This meant they could go really fast.

------
makecheck
For me the only possible benefit was to save time, and on that self-checkout
machines have failed miserably. Generally there is at _least_ one problem but
often two problems that these machines refuse to clear for me without waiting
for help from an employee, and that almost obliterates any time savings all by
itself.

A lot, if not all, of the problems are self-inflicted poor design choices!

There is NO REASON TO CARE ABOUT BAGGING; I’m sure this is some ill-conceived
notion of anti-theft or whatever but when you aggravate 200 paying customers
for every banana theft that you prevented, you’ve still lost. A human cashier
can scan dozens of items and toss them aside in seconds!! You cannot come even
_close_ to that rate of speed when Every Single Item has to be scanned (and
often re-scanned), then moved all the way over somewhere else (and then
removed and added again before the computer is happy). And if you have the
audacity to buy a vegetable, whose codes cashiers mostly know by heart, you
will again be much slower yourself. Not to mention that the entire idea of
bagging breaks down with the recent craze to bring your own bags or simply
choose not to use a bag, because the computer _freaks the hell out_ when you
just want to scan your two items and pay and get out without leaving the
required sacrifices on the Altar of the Bagging Lord.

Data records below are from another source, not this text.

PR #2018, opened 2026-03-28
fix: support literal URL callback keys per OpenAPI 3.x spec (fixes #2…

### LINKED ISSUE #2: Remove duplicate Test Results
On some kind of tests, results are duplicated and displayed 2 times (no more) on results page

### LINKED ISSUE #2017: OpenAPI 3.x literal URL callback keys silently dropped (spec non-compliance)
## Summary
Microcks silently ignores OpenAPI callback definitions when the callback key is a literal URL 
(e.g. `http://host.docker.internal:6030/webhook`). Only `{$request.*}` runtime expressions 
are evaluated. This is non-compliant with the OpenAPI 3.x specification.

## OpenAPI Spec Reference
[OpenAPI 3.x §4.8.20](https://spec.openapis.org/oas/v3.1.0#callback-object) states:
> The key that identifies the Path Item Object is a runtime expression that can be evaluated 
> in the context of a runtime HTTP request/response **or a literal URL**.

Literal URL keys are valid per spec but do not fire in Microcks.

## Steps to Reproduce
1. Define an OpenAPI with a hardcoded callback key:
```yaml
callbacks:
  onCompleted:
    'http://host.docker.internal:6030/webhook':
      post:
        x-microcks-callback:
          order: 1
          delay: 5000
        ...
```
2. Import into Microcks
3. Trigger the operation

Expected: Microcks POSTs to http://host.docker.internal:6030/webhook after 5 seconds
Actual: Log shows No callback URL found for callbackInfo — callback never fires

## Root Cause
CallbackTrigger only resolves expressions matching {$request.*} patterns.
When the expression is a valid absolute URI it falls through to null → silent skip.

## Use Case / Impact
This blocks a key async mock testing pattern: environment-fixed callbacks
(e.g. test echo servers, internal services) where the callback target is infrastructure
config, not something the API client should provide per-request.
The consuming service (e.g. marketplace) should not need to know or send the mock's
callback URL.

## Proposed Fix
In CallbackTrigger, before the expression evaluator:

if (expression != null && expression.startsWith("http")) {
    URI uri = URI.create(expression);
    if (uri.isAbsolute()) return expression; // use literal URL directly
}
~10 lines. Fully backward compatible. No new YAML syntax required.

ramakrishna-89:
## What

`CallbackTrigger.extractCallbackUrlFromRequest` only handled OpenAPI runtime expressions
(`{$request.*}`). When the callback key was a literal URL (e.g.
`http://host.docker.internal:6030/webhook`), the expression was silently dropped with
`"No callback URL found"` — the callback was never fired.

Callback body templates also had no access to values generated by the mock response itself.
Only the original request context was available, so server-generated values (e.g. a
transaction ID returned by the mock) could not be echoed in the callback body.

Finally, `sendCallbackRequest` used a hard-coded 2 000 ms `HttpRequest.timeout`. When the
callback consumer performs non-trivial work before returning a response, Microcks closes the
TCP connection mid-flight — causing `context.canceled` on the consumer side.

### Commit 1 — literal URL callback keys

OpenAPI 3.x §4.8.20 explicitly allows callback keys to be **either** a runtime expression
**or a literal URL**. The missing literal-URL path is a spec compliance gap.

The most common use case is infrastructure-fixed callback targets: in integration testing
and local development, the callback destination is a known host/port determined by the
deployment environment, not something each API client supplies per request. Forcing the
callback URL into the request body adds noise to the API contract and requires the client
to know internal infrastructure addresses.

### Commit 2 — rendered response body in callback templates

Once the callback URL is hardcoded in the YAML, the client no longer needs to send it — but
it also no longer sends server-generated correlation values. In a typical async flow the mock
generates a value in its response (e.g. a transaction ID). The downstream callback must echo
that same value back so the consumer can correlate the two events. Without access to
`response.body`, the callback body can only reference fields from the original request —
making server-generated correlation IDs impossible to use.

### Commit 3 — configurable response timeout

**Root cause: `context.canceled` in the callback consumer.**

`sendCallbackRequest` builds an `HttpRequest` with `.timeout(Duration.ofMillis(2000))` and
dispatches it via `httpClient.sendAsync(...)`. `sendAsync` is non-blocking on the calling
thread, but the underlying `HttpClient` still holds an open TCP connection and waits up to
`timeout` milliseconds for the consumer to respond.

A realistic callback consumer performs work before it returns: database lookups, cache
reads, external API calls, signature verification, and so on. When this work takes longer
than 2 000 ms — which is common under a debugger, on a cold cache, or during any outbound
network call — Microcks fires a `TimeoutException` on the Java side, which closes the TCP
connection with a RST. The consumer's HTTP server detects the abrupt close and cancels the
request context. Every subsequent operation that propagates that context then returns
`context.canceled`, surfacing as a misleading internal error rather than a timeout.

The 2 000 ms value cannot be increased globally without affecting all callbacks in every
spec. The fix is to expose it as an optional per-callback field so each spec can declare the
timeout it actually needs.

### Commit 1 — literal URL callback keys

Added a short-circuit at the top of `extractCallbackUrlFromRequest`: if the expression is
already an absolute URL (`http://` or `https://` prefix), return it directly — no expression
evaluation needed. 7 lines in one method. Fully backward compatible — all existing
`{$request.*}` expression paths are unchanged.

### Commit 2 — rendered response body in callback templates

- **`RestInvocationProcessor`**: forwards the already-computed `responseContent` string into
  `handleCallbackTrigger` instead of discarding it after sending the HTTP response.
- **`CallbackTriggerEvent`**: adds a `renderedResponseBody` field; existing 2-arg constructors
  delegate with `null` — no breaking change for other event publishers.
- **`CallbackTrigger`**: passes `renderedResponseBody` to `renderContent` and propagates it
  when re-emitting chained callback events (multi-step `order:` sequences).
- **`ListenerCommons`**: adds a `renderContent` overload that registers the rendered response
  JSON as a `response` template variable, enabling `{{ response.body/<field> }}` in callback
  body templates. The existing 2-arg method delegates with `null` — no behaviour change for
  existing callers (SOAP, gRPC, GraphQL invocation processors are unaffected).

### Commit 3 — configurable response timeout

- **`CallbackInfo`**: adds a `responseTimeout` (`Long`) field with getter/setter.
- **`OpenAPIImporter`**: reads `timeout:` from the `x-microcks-callback` vendor extension
  block (alongside the existing `order:` and `delay:` fields) and stores it on
  `CallbackInfo.responseTimeout`.
- **`CallbackTrigger.sendCallbackRequest`**: accepts `responseTimeoutMs` as a parameter.
  Uses `(value != null && value > 0) ? value : 2000L` — absent or zero falls back to the
  existing default, making the change fully backward compatible.

In the YAML spec the field is declared as:

```yaml
x-microcks-callback:
  order: 1
  delay: 15000
  timeout: 30000   # ms — overrides the 2 000 ms default
```

The `x-` prefix means this is a vendor extension. It does not affect OpenAPI validation or
tooling that ignores unknown extensions.

## Testing

**`CallbackTriggerTest`** — 8 cases:

| Test | What it verifies |
|------|-----------------|
| `testLiteralHttpUrlReturnedDirectly` | `http://` key returned as-is (new) |
| `testLiteralHttpsUrlReturnedDirectly` | `https://` key returned as-is (new) |
| `testQueryParameterExpressionUnchanged` | `{$request.query.*}` backward compat |
| `testBodyExpressionUnchanged` | `{$request.body#/...}` backward compat |
| `testHeaderExpressionUnchanged` | `{$request.header.*}` backward compat |
| `testResponseTimeoutUsesConfiguredValueWhenSet` | configured value used (new) |
| `testResponseTimeoutFallsBackTo2000WhenNull` | null → 2 000 ms default (new) |
| `testResponseTimeoutFallsBackTo2000WhenZero` | zero → 2 000 ms default (new) |

**`OpenAPIImporterTest#testOpenAPIWithCallbacks`** — asserts `responseTimeout == 5000L`
from the `timeout: 5000` in the updated `callback-example-openapi.json` fixture.

**`ListenerCommonsTest`** — 8 existing cases, all passing.

## Use Case

Enables environment-fixed callback targets to be hardcoded in the OpenAPI YAML — useful for
integration testing where the callback destination is infrastructure config, not something
each API client should supply per request.

With all three changes together, a full async callback flow works with no client-side
changes:

1. The YAML hardcodes where the callback fires (e.g. `http://host.docker.internal:8080/webhook`)
2. `{{ response.body/<field> }}` lets the callback body echo server-generated values for
   correct correlation at the receiving end
3. `timeout: <ms>` gives the consumer enough time to complete its work before Microcks
   closes the connection — eliminating spurious `context.canceled` errors

Fixes #2017

### DIFF
--- a/webapp/src/main/java/io/github/microcks/listener/ListenerCommons.java
+++ b/webapp/src/main/java/io/github/microcks/listener/ListenerCommons.java
@@ -47,6 +47,15 @@ public class ListenerCommons {
     * @return The rendered content or the original template if no evaluation was possible.
     */
    public static String renderContent(HttpServletRequestSnapshot requestSnapshot, String contentTemplate) {
+      return renderContent(requestSnapshot, null, contentTemplate);
+   }
+
+   /**
+    * Render callback (or async) content using the incoming request and optionally the rendered mock HTTP response body.
+    * When {@code renderedResponseBody} is JSON, templates may use e.g. {@code response.body/transId}.
+    */
+   public static String renderContent(HttpServletRequestSnapshot requestSnapshot, String renderedResponseBody,
+         String contentTemplate) {
       if (contentTemplate != null && contentTemplate.contains(TemplateEngine.DEFAULT_EXPRESSION_PREFIX)) {
 
          TemplateEngine engine = TemplateEngineFactory.getTemplateEngine();
@@ -61,8 +70,11 @@ public class ListenerCommons {
                .filter(e -> e.getValue() != null && !e.getValue().isEmpty())
                .collect(Collectors.toMap(Map.Entry::getKey, e -> e.getValue().getFirst())));
 
-         // Register the request variable and evaluate the response.
          engine.getContext().setVariable("request", evaluableRequest);
+         if (renderedResponseBody != null && !renderedResponseBody.isBlank()) {
+            EvaluableRequest evaluableResponse = new EvaluableRequest(renderedResponseBody, new String[] {});
+            engine.getContext().setVariable("response", evaluableResponse);
+         }
          try {
             return engine.getValue(contentTemplate);
          } catch (Exception e) {
--- a/commons/model/src/main/java/io/github/microcks/domain/CallbackInfo.java
+++ b/commons/model/src/main/java/io/github/microcks/domain/CallbackInfo.java
@@ -32,6 +32,7 @@ public class CallbackInfo implements Serializable {
    private String method;
    private Integer order;
    private Long defaultDelay;
+   private Long responseTimeout;
 
    public CallbackInfo() {
    }
@@ -71,5 +72,13 @@ public class CallbackInfo implements Serializable {
 
    public void setDefaultDelay(Long defaultDelay) {
       this.defaultDelay = defaultDelay;
+   }
+
+   public Long getResponseTimeout() {
+      return responseTimeout;
+   }
+
+   public void setResponseTimeout(Long responseTimeout) {
+      this.responseTimeout = responseTimeout;
    }
 }
--- a/webapp/src/main/java/io/github/microcks/event/CallbackTriggerEvent.java
+++ b/webapp/src/main/java/io/github/microcks/event/CallbackTriggerEvent.java
@@ -28,6 +28,8 @@ public class CallbackTriggerEvent extends ApplicationEvent {
    private final Operation operation;
    private final String responseName;
    private final HttpServletRequestSnapshot request;
+   /** JSON body actually returned to the client (rendered mock response); used for OpenAPI callback templates. */
+   private final String renderedResponseBody;
 
    private int step = 0;
 
@@ -41,11 +43,7 @@ public class CallbackTriggerEvent extends ApplicationEvent {
     */
    public CallbackTriggerEvent(Object source, String serviceId, Operation operation, String responseName,
          HttpServletRequestSnapshot request) {
-      super(source);
-      this.serviceId = serviceId;
-      this.operation = operation;
-      this.responseName = responseName;
-      this.request = request;
+      this(source, serviceId, operation, responseName, request, null, 0);
    }
 
    /**
@@ -59,11 +57,20 @@ public class CallbackTriggerEvent extends ApplicationEvent {
     */
    public CallbackTriggerEvent(Object source, String serviceId, Operation operation, String responseName,
          HttpServletRequestSnapshot request, int order) {
+      this(source, serviceId, operation, responseName, request, null, order);
+   }
+
+   /**
+    * Full constructor including rendered HTTP response body (for callback templates: {@code response.body/...}).
+    */
+   public CallbackTriggerEvent(Object source, String serviceId, Operation operation, String responseName,
+         HttpServletRequestSnapshot request, String renderedResponseBody, int order) {
       super(source);
       this.serviceId = serviceId;
       this.operation = operation;
       this.responseName = responseName;
       this.request = request;
+      this.renderedResponseBody = renderedResponseBody;
       this.step = order;
    }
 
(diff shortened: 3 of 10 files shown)


webapp/src/main/java/io/github/microcks/listener/ListenerCommons.java
```diff
@@ -61,8 +70,11 @@ public static String renderContent(HttpServletRequestSnapshot requestSnapshot, S
                .filter(e -> e.getValue() != null && !e.getValue().isEmpty())
                .collect(Collectors.toMap(Map.Entry::getKey, e -> e.getValue().getFirst())));
 
-         // Register the request variable and evaluate the response.
          engine.getContext().setVariable("request", evaluableRequest);
+         if (renderedResponseBody != null && !renderedResponseBody.isBlank()) {
+            EvaluableRequest evaluableResponse = new EvaluableRequest(renderedResponseBody, new String[] {});
+            engine.getContext().setVariable("response", evaluableResponse);
```
dipak0000812, line 76: This is a nice addition for enabling `response.body` access in callback templates.

One question regarding thread safety: do we know whether `TemplateEngineFactory.getTemplateEngine()` returns a new instance per invocation? Since we mutate the engine context (`setVariable`), a shared engine could lead to cross-request leakage in concurrent callback executions.

If the engine is singleton-scoped, we may need to reset or clone the context before evaluation.

lbroudoux: > do we know whether TemplateEngineFactory.getTemplateEngine() returns a new instance per invocation? 

Yes, it's the case. We got a new instance each and every time.

lbroudoux:
Thanks for this PR but there's a major point to cover first: https://github.com/microcks/microcks/issues/2017#issuecomment-4160664282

And there’s always at least one employee doing almost nothing except resetting
computers. You know what that person could do? Accept cards in advance to
start running them through the system while you’re screwing with your
groceries, then press a button so that when you’re ready to pay you basically
just have to tap a button and sign. Yet of course they don’t do that, they’d
rather create the slowest and most unhelpful self-payment system in history,
while people are waiting, which of course you can’t even _reach_ until you
satisfy the Bagging Lord in the previous step.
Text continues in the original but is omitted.